Second, various forms of SFA and DEA approaches can be attempted using the metafrontier models. This study used the Cobb–Douglas production function due to the lack of data, as mentioned previously. However, when sufficient data exist, so as to use other production function forms, requiring an estimation of more parameters, such as the translog production form, the results will be compared to that of Cobb–Douglas one, as the results of SFA can be sensitive to any used functional form of production. In addition, other distributions can be used for the inefficiency term, Ui, instead of the current half-normal distribution, e.g., exponential distribution.

Conclusions

This study has used the metafrontier production model to address seaport efficiency in groups of ports with different technologies. The findings indicate that technology plays an important role in the efficiency of Vietnamese ports as a whole (Table 2). However, its contribution is only significant to ports in the South but not in the North and Central. Port infrastructure, land, cargo storage facility and cargo handling equipment, and information technology are all important to ports but at different levels of significance. Although Vietnamese ports are operating with increasing returns to scale, their efficiency varies across the regions and their performance can be improved by learning from best practices in other ports. To improve on performance, restructuring and reform could be considered as valid options. Investments in infrastructure, cargo handling equipment, storage facility, and information technology could also help improve efficiency. On the other hand, investments should take into account the nature of the cargo and the role of the port in the region. For example, although land is important to the technical efficiency of the ports in the North, cargo storage capacity is important to the ports in the Central region, and information technology is important to the ports in the South. The results of this study imply that port reform can have an extensive and long-term positive impact on the ports in all regions, even though this point could be open to further discussion. Development of port clusters/networks, led by the more efficient ports, is among the measures recommended to improve port efficiency.

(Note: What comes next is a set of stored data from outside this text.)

Issue #2207, opened 2022-07-23
gamm: Create tests to find the smallest and largest spot prices


ValarDragon:
## Background

As part of implementing overflow handling for TWAP, we need to have a clear understanding of what is the full range of SpotPrices in the gamm module, and if we need to limit these. (e.g. by requiring the pool to always have at least 1000 base units of each coin)

## Suggested Design

- Using the Balancer equation try to get the smallest and large spot prices we can
- See if theres limits on weights / token supplies we can do, to bound the maximum if its too precise.

## Acceptance Criteria

- [ ] Clear understanding of smallest and largest spot price
- [ ] If largest = sdk.MaxDec, thinking of ways to reduce it. (e.g. min liquidity guaranteed after every action)

PR #2405, opened 2022-08-14
x/gamm: Catch overflow panics on `CalculateSpotPrice`

AlpinYukseloglu:
Closes: #2207, #2445

This PR prevents `SpotPrice` from panicing and makes it return an error for invalid or overflowing spot prices instead. It also adds tests to ensure spot prices stay within the set bounds.

## Brief Changelog

- `SpotPrice` now recovers panics and returns an error. It also sets a max spot price of 2^160

## Testing and Verifying

- New tests can be found in x/gamm/pool-models/balancer/pool_suite_test.go

### DIFF
--- a/x/gamm/pool-models/balancer/pool.go
+++ b/x/gamm/pool-models/balancer/pool.go
@@ -609,7 +609,7 @@ func (p *Pool) applySwap(ctx sdk.Context, tokensIn sdk.Coins, tokensOut sdk.Coin
 //
 // panics if the pool in state is incorrect, and has any weight that is 0.
 // TODO: Come back and improve docs for this.
-func (p Pool) SpotPrice(ctx sdk.Context, baseAsset, quoteAsset string) (sdk.Dec, error) {
+func (p Pool) SpotPrice(ctx sdk.Context, baseAsset, quoteAsset string) (spotPrice sdk.Dec, err error) {
 	quote, base, err := p.parsePoolAssetsByDenoms(quoteAsset, baseAsset)
 	if err != nil {
 		return sdk.Dec{}, err
@@ -618,14 +618,23 @@ func (p Pool) SpotPrice(ctx sdk.Context, baseAsset, quoteAsset string) (sdk.Dec,
 		return sdk.Dec{}, errors.New("pool is misconfigured, got 0 weight")
 	}
 
+	defer func() {
+		// defer function to escape the panic when spot price overflows
+		if r := recover(); r != nil {
+			spotPrice = sdk.Dec{}
+			err = types.ErrSpotPriceOverflow
+		}
+	}()
+
 	// spot_price = (Base_supply / Weight_base) / (Quote_supply / Weight_quote)
 	// spot_price = (weight_quote / weight_base) * (base_supply / quote_supply)
 	invWeightRatio := quote.Weight.ToDec().Quo(base.Weight.ToDec())
 	supplyRatio := base.Token.Amount.ToDec().Quo(quote.Token.Amount.ToDec())
 	fullRatio := supplyRatio.Mul(invWeightRatio)
 	// we want to round this to `SigFigs` of precision
-	ratio := osmomath.SigFigRound(fullRatio, types.SigFigs)
-	return ratio, nil
+	spotPrice = osmomath.SigFigRound(fullRatio, types.SigFigs)
+
+	return spotPrice, err
 }
 
 // calcPoolOutGivenSingleIn - balance pAo.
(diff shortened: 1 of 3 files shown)


x/gamm/pool-models/balancer/pool.go
```diff
@@ -618,14 +618,23 @@ func (p Pool) SpotPrice(ctx sdk.Context, baseAsset, quoteAsset string) (sdk.Dec,
 		return sdk.Dec{}, errors.New("pool is misconfigured, got 0 weight")
 	}
 
+	defer func() {
+		// defer function to escape the panic when spot price overflows
+		if r := recover(); r != nil {
+			spotPrice = sdk.Dec{}
+			err = types.ErrSpotPriceOverflow
```
ValarDragon, line 625: Lets mark this as a spot price internal error

x/gamm/pool-models/balancer/pool.go
```diff
@@ -618,14 +618,23 @@ func (p Pool) SpotPrice(ctx sdk.Context, baseAsset, quoteAsset string) (sdk.Dec,
...
 	// spot_price = (weight_quote / weight_base) * (base_supply / quote_supply)
 	invWeightRatio := quote.Weight.ToDec().Quo(base.Weight.ToDec())
 	supplyRatio := base.Token.Amount.ToDec().Quo(quote.Token.Amount.ToDec())
 	fullRatio := supplyRatio.Mul(invWeightRatio)
 	// we want to round this to `SigFigs` of precision
-	ratio := osmomath.SigFigRound(fullRatio, types.SigFigs)
-	return ratio, nil
+	spotPrice = osmomath.SigFigRound(fullRatio, types.SigFigs)
+
+	return spotPrice, err
```
ValarDragon, line 637: Needs to add an overflow check here right? (E.g. a maximum of 2**128 or 2**160)?

AlpinYukseloglu: Right! I just added a check that capped at 2^160, although we could technically increase it to 2^196 without overflowing on equal weight pools. I personally think the buffer is useful regardless but would be curious to hear your thoughts

AlpinYukseloglu:
Comments should all be addressed!

x/gamm/pool-models/balancer/pool.go
```diff
@@ -618,14 +618,27 @@ func (p Pool) SpotPrice(ctx sdk.Context, baseAsset, quoteAsset string) (sdk.Dec,
...
 	invWeightRatio := quote.Weight.ToDec().Quo(base.Weight.ToDec())
 	supplyRatio := base.Token.Amount.ToDec().Quo(quote.Token.Amount.ToDec())
 	fullRatio := supplyRatio.Mul(invWeightRatio)
 	// we want to round this to `SigFigs` of precision
-	ratio := osmomath.SigFigRound(fullRatio, types.SigFigs)
-	return ratio, nil
+	spotPrice = osmomath.SigFigRound(fullRatio, types.SigFigs)
+	if spotPrice.GT(sdk.NewDec(2).Power(160)) {
+		spotPrice = sdk.Dec{}
+		err = errors.New("spot price overflow")
```
ValarDragon, line 638: err, the prior error type was good! We just need two errors:
`ErrSpotPriceInternal` and `ErrSpotPriceOverflow`

ValarDragon (approved):
LGTM once we re-instate the error types!

x/gamm/pool-models/balancer/pool.go
AlpinYukseloglu: Ah I see what you meant now – should be fixed now!

ValarDragon (approved):
Nice work on this, thanks!

We should also update the spec + code comment, but we can do that in a follow up PR

ValarDragon:
Oh I didn't catch this, this was done at the balancer level, which is the wrong place to do it.

This should be done at the keeper level, will move in a follow-up PR.

ValarDragon:
Yikes, spot price rounding is also at the wrong layer of abstraction

AlpinYukseloglu:
By spot price rounding do you mean the `2^160` spot price cap? In any case it should be a quick move to [here](https://github.com/osmosis-labs/osmosis/blob/bd683a39f362eca659a73c2e8844e5fe62d3bdcd/x/gamm/keeper/pool_service.go#L29) for both the overflow check and rounding if that's what you mean – the issue had originally started as balancer tests for finding min/max prices (which was easiest to implement at the balancer level) so it seems as though the rest of the changes got stuck at that abstraction layer as well. Happy to open a new PR with changes moved to `CalculateSpotPrice` at the keeper level if you haven't started on it yet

This study has some limitations. First, it focuses only on technical efficiency. Therefore, the effects of factors, such as competition and port pricing on port performance, were not taken into account. Second, the study did not consider the role of value-adding services, which are increasingly important for modern ports. Third, different governance models could not be addressed because most ports in Vietnam are state-owned enterprises, and the government plays a key role in port performance. Moreover, it would be interesting to evaluate the trend in the efficiency and network relationship of Vietnamese ports using panel data. Future research can address these limitations.